The flower may not wilt as yet, and yet the road to electoral success is strewn with numerous difficulties. But one thing is for sure. Unlike some of the other States, Bengal will remain ideologically polarised for decades to come and the battlelines will always be drawn between the Left and the centrist forces. The revolutionary fervour is considerably diluted by the exigencies of time, but the Left is unlikely to abandon its commitment to social justice and equality.

The import of their message is all but lost to the Opposition parties. Today, the Congress is gasping for breath and its chances of winning are limited to its traditional strongholds. Mr. A. B. A. Ghani Khan Choudhury is flexing his muscles in Malda, whereas the Congress-backed Independents, described by the PCC president, Mr. Pranab Mukherjee, as ``unbridled horses'', are up in arms in Murshidabad. This is bad news for a party that is devoid of any programme that would put it back on the rails. It is already fragmented and weakened by a divided leadership.

The BJP may corner a few seats on the strength of the unsettled conditions on the Indo-Bangladesh border, but its long- term survival on Bengal's political landscape is at best a remote possibility. Although the BJP vote shot up to 11.36 per cent in the 1991 Assembly polls owing to the Hindutva wave, it dropped to 6.45 per cent in 1996. This time round its share of votes may plummet further.
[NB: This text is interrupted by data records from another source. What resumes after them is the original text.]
PR #363, opened 2017-10-30
[pfcwd]: Rx/Tx/Drop counters

marian-pritsak:


marian-pritsak:
Please see https://github.com/Azure/SONiC/wiki/PFC-Watchdog-Design#23-counters-db
It has description of counters.

Code under #if 0 is legitimate and can be compiled and run. ifdef will be removed as soon as SAI will be updated.

marian-pritsak:
Depends on

https://github.com/Azure/sonic-sairedis/pull/247

lguohan:
@qiluo-msft to review

orchagent/pfcwdorch.cpp
```diff
@@ -491,9 +491,11 @@ void PfcWdSwOrch<DropHandler, ForwardHandler>::handleWdNotification(swss::Notifi
         {
             throw runtime_error("Unknown PFC WD action");
         }
+        entry->second.handler->initCounters();
```
qiluo-msft: >initCounters [](start = 31, length = 12)

What is the purpose of this PR? refactor or fix?
Is the behavior same as before?

orchagent/pfcactionhandler.h
```diff
@@ -39,15 +47,28 @@ class PfcWdActionHandler
         }
 
         static void initWdCounters(shared_ptr<Table> countersTable, const string &queueIdStr);
+        void initCounters(void);
+        void commitCounters(void);
+
+        virtual bool getHwCounters(PfcWdHwStats& counters)
```
qiluo-msft: >getHwCounters [](start = 21, length = 13)

What is Hw counter? Is there any Sw counter?

orchagent/pfcactionhandler.h
```diff
@@ -58,6 +79,7 @@ class PfcWdActionHandler
         uint8_t m_queueId = 0;
         shared_ptr<Table> m_countersTable = nullptr;
         PfcWdQueueStats m_stats;
```
qiluo-msft: >m_stats [](start = 24, length = 7)

call it m_queuestats?

orchagent/pfcactionhandler.h
```diff
@@ -39,15 +47,28 @@ class PfcWdActionHandler
...
+        void initCounters(void);
+        void commitCounters(void);
+
+        virtual bool getHwCounters(PfcWdHwStats& counters)
+        {
+            return true;
+        };
 
     private:
         struct PfcWdQueueStats
```
qiluo-msft: >PfcWdQueueStats [](start = 15, length = 15)

inherit PfcWdHwStats?

orchagent/pfcactionhandler.h
marian-pritsak: HW counters are actual counters from ASIC, They can be either queue/PG counters or ACL counters (depending on handler). PFC WD counters calculate an overall traffic that was transmitted or dropped during PFC storm based on HW counters values.

orchagent/pfcactionhandler.h
marian-pritsak: No need to keep it as a class member anymore. Thanks for the suggestion.

orchagent/pfcactionhandler.h
marian-pritsak: I'd rather not do it. Values in every struct have different meaning and value. counters in PfcWdQueueStats represent PFC WD stats, whereas values in PfcWdHwStats are snapshots from hardware based on which first ones are calculated.

orchagent/pfcwdorch.cpp
marian-pritsak: It's actually a fix. First assumption was that counters will be the same for all handlers. But for example ACL handler needs to count dropped packets in corresponding rule.

orchagent/pfcactionhandler.h
qiluo-msft: >counters [](start = 49, length = 8)

If base class has valid implementation for getHwCounters(), and you intend to return a zero counter, you should set it to zero explicitly.

orchagent/pfcactionhandler.h
```diff
@@ -13,6 +13,14 @@ extern "C" {
 using namespace std;
 using namespace swss;
 
+struct PfcWdHwStats
+{
+    uint64_t txPkt     = 0;
```
qiluo-msft: >= 0 [](start = 23, length = 3)

Normally you don't need to provide a struct a ctor, or init values.

orchagent/pfcactionhandler.h
```diff
@@ -39,15 +47,28 @@ class PfcWdActionHandler
         }
 
         static void initWdCounters(shared_ptr<Table> countersTable, const string &queueIdStr);
+        void initCounters(void);
```
sihuihan88: There are initWdCounters and initCounters in this class, which might be a little difficult to understand. Consider rename to be more specific?

orchagent/pfcactionhandler.cpp
```diff
@@ -34,30 +41,60 @@ PfcWdActionHandler::PfcWdActionHandler(sai_object_id_t port, sai_object_id_t que
...
+void PfcWdActionHandler::initCounters(void)
+{
+    SWSS_LOG_ENTER();
+
+    if (!getHwCounters(m_hwStats))
+    {
+        return;
+    }
+
+    auto wdQueueStats = getQueueStats(m_countersTable, sai_serialize_object_id(m_queue));
```
sihuihan88: minor, getQueueStats and updateWdCounters seem to get/set pfcwd counters. Shall we name them follow same routine, which might make it more understandable?

orchagent/pfcactionhandler.h
marian-pritsak: In a C-style code, I'd normally write something like this
```
PfcWdHwStats stats = {};
```
To initialize all values.
Do you prefer this way over current implementation?

qiluo-msft: Yes.

orchagent/pfcactionhandler.cpp
```diff
@@ -271,6 +329,69 @@ PfcWdLossyHandler::~PfcWdLossyHandler(void)
...
+{
+    SWSS_LOG_ENTER();
+
+    static const vector<sai_queue_stat_t> queueStatIds =
+    {
+        SAI_QUEUE_STAT_PACKETS,
+        SAI_QUEUE_STAT_DROPPED_PACKETS,
+    };
+
+    static const vector<sai_ingress_priority_group_stat_t> pgStatIds =
```
sihuihan88: Can we separate the counters for drop/forward action, and only query the needed counters depends on the pfcwd action?

orchagent/pfcactionhandler.h
marian-pritsak: Done

orchagent/pfcactionhandler.h
marian-pritsak: Done

orchagent/pfcactionhandler.cpp
marian-pritsak: These functions are not introduced in this PR. But I agree that renaming should be done. Can I suggest to do it in a separate PR?

orchagent/pfcactionhandler.h
marian-pritsak: Same as above

orchagent/pfcactionhandler.cpp
marian-pritsak: I cannot guarantee that all handlers have a correct implementation of drop/forward handlers, and not getting all counters can hide bugs with traffic not being dropped/forwarded. Besides, it's not polling but a one time action. What's the benefit of not reading 2 counters?

orchagent/pfcactionhandler.cpp
sihuihan88: Sure.

orchagent/pfcactionhandler.cpp
sihuihan88: It is possible that some vendors might only support one action type eg. drop action, and don't support the counters needed for forward action, though I can also see your point.

marian-pritsak: If some vendor does not support any of counters, then it should be set to 0. It's common practice to set counters to zero. It's easier to extend counters if needed in the future just by extending struct definition instead of declaring new functions.

sihuihan88: We could set counters to zero, though I still don't think we need to query all the hardware counters for both drop/forward actions regardless of the action type.

qiluo-msft:
I closes all my comments. Ok to me.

In effect, what keeps the midnight oil burning at Alimuddin Street is the upsurge of support for the Trinamool. Fiery and passionate, though impetuous, Ms. Banerjee has successfully assailed some of the communist strongholds: Didi aschke, CPI(M) bhay pacche (The CPI(M) is scared as Didi comes on) was the cry at a Trinamool rally in Calcutta on May Day. Yet her decision to withdraw from the NDA, followed by her hurriedly concluded pact with the Congress, has dampened the enthusiasm of her supporters.

Even if she succeeds in rallying round her supporters in the days to come and splits the Left Front votes, caused by the PDS, she will need to do well in Birbhum, Burdwan, Bankura, Purulia, Hoogly and Midnapore. These districts account for as many as 118 seats, or approximately 40 per cent of the total seats. If the outcome of the 1996 Assembly and the 1999 parliamentary elections is any guide, the Left is sure to press home its advantage. In the event, Ms. Banerjee's political fate will be sealed in Bengal, her principal political akhara and her diminishing role in State politics will affect her bargaining position in New Delhi.

The elections in West Bengal are poised for an interesting countdown. Whether the people endorse Mr. Bhattacharjee's dictum, ``the only alternative to the Left is a new, improved Left'', or accept Ms. Banerjee's call ``for change'', will be known on May 13 when electronic voting machines from 61,542 voting centres produce the results. Whatever the verdict, the results will have far-reaching implications for Bengal as well for the future of coalition politics at the Centre.